### Exercise goal
Look below for the line with "This PR is closed". Extract that line and each one after it through the last, word for word.

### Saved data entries
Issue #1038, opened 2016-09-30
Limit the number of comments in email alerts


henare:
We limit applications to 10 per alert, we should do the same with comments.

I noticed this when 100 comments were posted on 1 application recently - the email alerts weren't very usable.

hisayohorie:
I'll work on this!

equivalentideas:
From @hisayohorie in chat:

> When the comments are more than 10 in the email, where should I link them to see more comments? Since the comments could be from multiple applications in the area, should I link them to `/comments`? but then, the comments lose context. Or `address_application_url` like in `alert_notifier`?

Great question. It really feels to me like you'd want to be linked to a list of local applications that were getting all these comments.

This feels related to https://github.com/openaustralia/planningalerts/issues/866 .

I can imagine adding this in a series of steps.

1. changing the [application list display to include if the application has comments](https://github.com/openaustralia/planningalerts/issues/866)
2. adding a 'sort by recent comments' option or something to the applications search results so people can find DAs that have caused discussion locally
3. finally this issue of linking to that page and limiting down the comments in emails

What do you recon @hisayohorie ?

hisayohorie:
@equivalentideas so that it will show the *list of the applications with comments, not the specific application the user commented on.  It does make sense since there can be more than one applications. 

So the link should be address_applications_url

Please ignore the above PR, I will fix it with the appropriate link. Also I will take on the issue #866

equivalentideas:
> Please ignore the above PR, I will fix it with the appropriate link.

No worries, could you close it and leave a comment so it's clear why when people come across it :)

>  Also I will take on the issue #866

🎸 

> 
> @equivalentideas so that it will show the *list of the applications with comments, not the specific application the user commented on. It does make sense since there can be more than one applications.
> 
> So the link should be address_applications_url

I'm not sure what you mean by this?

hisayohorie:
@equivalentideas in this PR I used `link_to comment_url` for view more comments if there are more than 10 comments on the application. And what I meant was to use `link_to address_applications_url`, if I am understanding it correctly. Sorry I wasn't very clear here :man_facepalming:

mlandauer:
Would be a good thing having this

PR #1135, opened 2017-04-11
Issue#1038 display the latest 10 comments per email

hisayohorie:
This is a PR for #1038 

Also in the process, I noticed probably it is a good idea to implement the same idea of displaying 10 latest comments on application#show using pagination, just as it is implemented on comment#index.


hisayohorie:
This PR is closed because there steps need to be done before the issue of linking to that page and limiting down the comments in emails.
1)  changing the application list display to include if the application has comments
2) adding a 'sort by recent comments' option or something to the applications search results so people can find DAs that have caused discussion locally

### Solution to the problem
This PR is closed because there steps need to be done before the issue of linking to that page and limiting down the comments in emails.
1)  changing the application list display to include if the application has comments
2) adding a 'sort by recent comments' option or something to the applications search results so people can find DAs that have caused discussion locally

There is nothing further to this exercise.